In his book, The Virtue in the Vice, Dr. Robin R. Meyers states that America is not a Christian country but more a Roman one: "We worship perfection and power, and thus hate our imperfect lives and feel powerless in the face of impossible standards." The Aviator is a biopicture covering three decades in the life of Howard Hughes, a rich tycoon, a maverick movie-maker, an accomplished pilot and industrialist, a womanizer, and an eccentric whose obsessive-compulsive behavior eventually turned him into a recluse. Leonardo DiCaprio gives an Academy-Award caliber performance as this perfectionist who can be considered a forerunner of today's successful capitalists who love power, money, and the chance to do whatever they want.

In the poignant and weird opening scene, a very young and nude Howard is being bathed by his mother. She has him spell "quarantine" and warns him that the world is not a safe place, given all the sick people and diseases. This lesson was taken to heart by the rich little boy who would later become phobic about germs, compulsively washing his hands over and over to avoid contamination.

At 21, Howard (Leonardo DiCaprio) has inherited a great deal of wealth, but instead of simply enjoying it, he sets his sights on conquering Hollywood in the late 1920s by making a World War I epic, Hell's Angels. Director Martin Scorsese has a delightful time depicting this young man's fascination with movies and his perfectionism that kept upping the ante to make his production more impressive and stunning. No expense was spared including the hiring of a college professor (Ian Holm) to monitor the weather so that the scenes of fighter planes would be set against clouds that look like breasts. In a crucial scene where Howard meets the movie mogul Louis B. Meyer (Stanley DeSantis) at the Coconut Grove, he is viewed as a loser who doesn't know what he is doing. Of course, Howard has the last laugh with a spectacular premiere and success enough to make more movies.

In the 1930s, the entrepreneur meets Katherine Hepburn (Cate Blanchett), and the two find they are fond of each other's eccentricities. They both treasure solitude and squirm uncomfortably when his press agent and Errol Flynn (Jude Law) crash a private dinner engagement. After the famous actor steals a bit of food from his plate, Howard is sickened and leaves with Katherine. In a standout scene, he takes her up in his plane, allows her to play pilot, and in a demonstration of his affection for her, given his germ phobia, shares a sip of milk from the bottle where she has put her lips. But they realize just how far they are apart when the famous actress takes him to meet her politically liberal and elitist family in Connecticut. The clan is not impressed with the strange man Katherine has chosen as a soul mate. Howard's compulsive need to always have a new pretty woman on his arm eventually drives Katherine away. She is replaced by Faith Domergue (Kelli Garner), a teenager he is grooming for stardom, and then by Ava Gardner (Kate Beckinsale), who is appreciated for her buxom figure.

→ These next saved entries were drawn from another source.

PR #767, opened 2022-11-15
add props to support custom y axis label, min, and max

sjcobb:
Make TimeSeriesChart panel / chart-level updates to support future visual editing options (form controls will come in a follow up PR), currently proposed new y_axis properties are:
```
y_axis?: {
  unit?: UnitOptions
  label?: string;
  min?: number;
  max?: number;
}
```
These properties are all optional. I'm currently debating whether to move unit inside y_axis or to keep it where it is currently. ~~I'm leaning toward leaving it as is since that top level `unit` controls other values inside the tooltip (once I fix a bug).~~ If we add a y_axis_alt in the future that shows on the right side, it will need a designated `unit` to override the default.

_unit is now inside y_axis and will override the unit set in the top level panel spec_

### Screenshot

image


ui/components/src/LineChart/LineChart.tsx
```diff
@@ -20,6 +21,7 @@ import type {
   LineSeriesOption,
   LegendComponentOption,
   VisualMapComponentOption,
+  YAXisComponentOption,
```
sjcobb, line 24: This is a typo in one of the types that echarts exports, I'm probably going to submit a PR in their repo to fix it

ui/components/src/LineChart/LineChart.tsx
```diff
@@ -194,7 +210,7 @@ export function LineChart({ height, data, unit, grid, legend, visualMap, onDataZ
     };
 
     return option;
-  }, [data, grid, legend, visualMap]);
+  }, [data, yAxis, grid, legend, visualMap]);
```
sjcobb, line 213: I'm planning to refactor this in the future since the number of dependencies has grown, I also might remove the ability to customize [visualMap](https://echarts.apache.org/en/option.html#visualMap) since we didn't end up using it internally

saminzadeh:
> I'm currently debating whether to move unit inside y_axis or to keep it where it is currently.

I lean towards inside since the units are specific to the y_axis. However, it's not the end of the world if not

If we add another y_axis in the future, I would assume it would contain something like a "series matcher" to figure out which series apply to the second y-axis so the tooltip can consume the metadata from there

ui/panels-plugin/src/plugins/time-series-chart/TimeSeriesChartPanel.tsx
```diff
@@ -34,19 +34,32 @@ export type TimeSeriesChartProps = PanelProps<TimeSeriesChartOptions>;
...
   } = props;
 
   // popuate default 'position' and other future properties
   const legend = props.spec.legend ? merge({}, DEFAULT_LEGEND, props.spec.legend) : undefined;
 
-  const unit = props.spec.unit ?? DEFAULT_UNIT;
+  // TODO: eventually remove props.spec.unit, add support for y_axis_alt.unit
+  let unit = DEFAULT_UNIT;
+  if (props.spec.y_axis?.unit) {
+    unit = props.spec.y_axis.unit;
```
sjcobb, line 47: @saminzadeh good points about unit / how the tooltip should work in the future, I ended up adding `unit` inside y_axis here. Currently this will override the top level spec.unit, but eventually I'll probably get rid of spec.unit completely

schemas/common/axis.cue
```diff
@@ -0,0 +1,20 @@
...
+//
+// Unless required by applicable law or agreed to in writing, software
+// distributed under the License is distributed on an "AS IS" BASIS,
+// WITHOUT WARRANTIES OR CONDITIONS OF ANY KIND, either express or implied.
+// See the License for the specific language governing permissions and
+// limitations under the License.
+
+package common
+
+#y_axis: {
```
Nexucis, line 16: ah I'm wondering if it makes sense it is not related to the timeseries chart actually. Or do you foresee we will use it for another chart ? 

@AntoineThebaud I think we should use `close` here right ? Just so it won't be possible to add more unknown field there.
Also maybe the migration script needs to be updated. WDYT @AntoineThebaud ?

sjcobb: SGTM I just moved it to time-series.cue, if we need it in another chart later, we can always move it to common then

ui/components/src/LineChart/LineChart.tsx
```diff
@@ -150,6 +163,17 @@ export function LineChart({ height, data, unit, grid, legend, visualMap, onDataZ
 
     const rangeMs = data.rangeMs ?? getDateRange(data.xAxis);
 
+    const yAxisDefault = {
```
juliepagano, line 166: Nit: I think we've mostly been using SCREAMING_SNAKE for constants, so this might be more consistent as `Y_AXIS_DEFAULT` or something like that.

Also, since this doesn't depend on any of the props, could it get pulled outside of the function to avoid being redefined on every render cycle?

juliepagano (approved):
One small minor comment, but otherwise looks good to me. 🚀

schemas/common/axis.cue
AntoineThebaud: No it's ok like this @Nexucis, actually to have this closed struct restriction you have to options:

1. use the close() function
```cue
a: close({
	a1: number
	a2?: string
})
```
2. use a definition
```cue
#a: {
	a1: number
	a2?: string
}
a: #a
```

I used close() in some places because I found it less cumbersome for those, but most of the time you should use the definitions syntax (especially if you reuse it in different places)

PR #769, opened 2022-11-16
Improve panel options editing UI

juliepagano:
- Add shared components that manage the layout, spacing, and other common user interface considerations for panel options editing.
- Use those components in time series, gauge, state panel option editors.

## Notes for reviewers

- Highly recommend checking the "hide whitespace" option when reviewing this PR. It's much easier to make sense of that way.
- This change could cause some merge conflict frustrations if anyone is touching the time series. Happy to hold off on something merging and fixing that here if that's easier on folks.
- There's likely a lot more we could do to customize these components. I'm starting with the bare minimum to do the following. We can iterate more in the future.
  - Introduce a UI that looks nicer and is closer to the mocks.
  - Refactor a bunch of boilerplate into common components for consistency and to hopefully reduce churn on adjusting the UI going forward.
- As a side effect, this fixes a few a11y cases where the label and control weren't associated with each other.

### Time series panel
The improvement is most noticeable here because this panel has the most options enabled.

<table>
<tr>
<th>Before</th>
<th>After</th>
</tr>
<tr>
<th>
image

</th>
<th>
image
</th>
</tr>
</table>

### Gauge panel
<table>
<tr>
<th>Before</th>
<th>After</th>
</tr>
<tr>
<th>
image

</th>
<th>
image

</th>
</tr>
</table>

### Stats panel
<table>
<tr>
<th>Before</th>
<th>After</th>
</tr>
<tr>
<th>
image
</th>
<th>
image

</th>
</tr>
</table>


ui/components/src/OptionsEditorLayout/OptionsEditorColumn.tsx
```diff
@@ -0,0 +1,33 @@
...
+   */
+  children: React.ReactNode;
+};
+
+/**
+ * Lay out content in a column within panel options.
+ */
+export const OptionsEditorColumn = ({ children }: OptionsEditorColumnProps) => {
+  return (
+    <Grid item xs={4}>
```
juliepagano, line 29: Starting with the assumption that the content is laid out in a 3 column grid based on mocks. I imagine this will evolve over time and need some props to adjust, but not accounting for it until we need it.

ui/components/src/OptionsEditorLayout/OptionsEditorControl.tsx
```diff
@@ -0,0 +1,38 @@
...
+import React from 'react';
+import { useId } from '../utils';
+
+export type OptionsEditorControlProps = Pick<FormControlLabelProps, 'label' | 'control'>;
+
+export const OptionsEditorControl = ({ label, control }: OptionsEditorControlProps) => {
+  // Make sure we have a unique ID we can use for associating labels and
+  // controls for a11y.
+  const generatedControlId = useId('EditorSectionControl');
+  const controlId = `${generatedControlId}-control`;
```
juliepagano, line 24: This also will remove the need to make sure we're giving things unique ids by hand, which could get annoying as start reusing some of the editor components (e.g. unit).

ui/components/src/OptionsEditorLayout/OptionsEditorControl.tsx
```diff
@@ -0,0 +1,38 @@
...
+
+  const controlProps = {
+    id: controlId,
+  };
+
+  return (
+    <FormControl>
+      <Stack direction="row" alignItems="center" justifyContent="space-between">
+        <FormLabel htmlFor={controlId}>{label}</FormLabel>
+        <Box sx={{ width: '160px', textAlign: 'right' }}> {React.cloneElement(control, controlProps)}</Box>
```
juliepagano, line 34: This `cloneElement` bit allows us to add the `id` prop to the passed in component. This is what MUI does under the hood in a bunch of their components.

ui/panels-plugin/src/plugins/time-series-chart/VisualOptionsEditor.tsx
```diff
@@ -37,32 +38,37 @@ export function VisualOptionsEditor({ value, onChange }: VisualOptionsEditorProp
...
-      <Slider
-        data-testid={VISUAL_CONFIG.point_radius.testId}
-        defaultValue={DEFAULT_POINT_RADIUS}
-        valueLabelDisplay="auto"
-        step={0.5}
-        marks
-        min={0}
-        max={20}
-        onChange={handlePointRadiusChange}
+    <OptionsEditorGroup title="Visual">
```
juliepagano, line 41: These are the ones I'm least sure about the look/feel because we don't have mocks for the sliders. I think it looks ok to start, and we may want to tweak it based on follow-ups with a designer.

ui/components/src/OptionsEditorLayout/OptionsEditorGroup.tsx
```diff
@@ -0,0 +1,42 @@
...
+  children: React.ReactNode;
+};
+
+/**
+ * Group similar content within panel options.
+ */
+export const OptionsEditorGroup = ({ title, children }: OptionsEditorGroupProps) => {
+  return (
+    <Box>
+      <Typography
```
sjcobb, line 30: Looks so much better than how it was previously 🙌

ui/panels-plugin/src/plugins/time-series-chart/VisualOptionsEditor.tsx
sjcobb: Yeah I can follow up on this to get feedback, I do really like the adjustments you made though at first glance

ui/components/src/OptionsEditorLayout/OptionsEditorControl.tsx
```diff
@@ -0,0 +1,38 @@
...
+// See the License for the specific language governing permissions and
+// limitations under the License.
+
+import { FormControl, FormLabel, FormControlLabelProps, Stack, Box } from '@mui/material';
+import React from 'react';
+import { useId } from '../utils';
+
+export type OptionsEditorControlProps = Pick<FormControlLabelProps, 'label' | 'control'>;
+
+export const OptionsEditorControl = ({ label, control }: OptionsEditorControlProps) => {
```
sjcobb, line 20: Would there ever be a situation where we wouldn't want to use OptionsEditorControl? It looks really flexible, but for an option like thresholds in the future, I guess we'll still be able to build that completely custom right? 
See screenshot here for ex: 

image

sjcobb (approved):
This is great and I love the before and after pics 🎉
I'm going to go ahead and merge and start using it in my y_axis options branch

ui/components/src/OptionsEditorLayout/OptionsEditorControl.tsx
juliepagano: I think we'll need to build some additional components for more complex cases like that, but hopefully we can leverage some of the same techniques.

In the second half of the film, screenwriter John Logan introduces a storyline that is perfectly in sync with the present-day reality of corporate power in Washington, D.C. Hughes was an aviation pioneer, first as a pilot who set various records and then as the founder of TWA whose competition with Pan Am Airlines in the 1940s took on mythic proportions. His rival is Juan Trippe (Alec Baldwin), who uses his power and influence to purchase the services of Sen. Ralph Owen Brewster (Alan Alda) to insure that Pan Am maintains a monopoly on international air travel. In a hearing in Washington, Hughes is charged with squandering government money on projects for the military during World War II. But Howard, in the true spirit of modern businessmen who are unwilling to admit any wrong-doing, states that other companies also took the military for a ride.

The Aviator is the best film Scorsese has made in years, a movie for our times when the rich are famous, powerful, and accustomed to having things go their way. Millionaires get elected to political office, the public swoons over lists of the richest people in Hollywood, and Donald Trump has his own television show to give millions of viewers a chance to see his business acumen in operation. All of these factors, along with the tour de force performance of Leonardo DiCaprio, will bring large numbers of curious people to the movie theater. After all, Americans worship power, and The Aviator gives them plenty to ponder.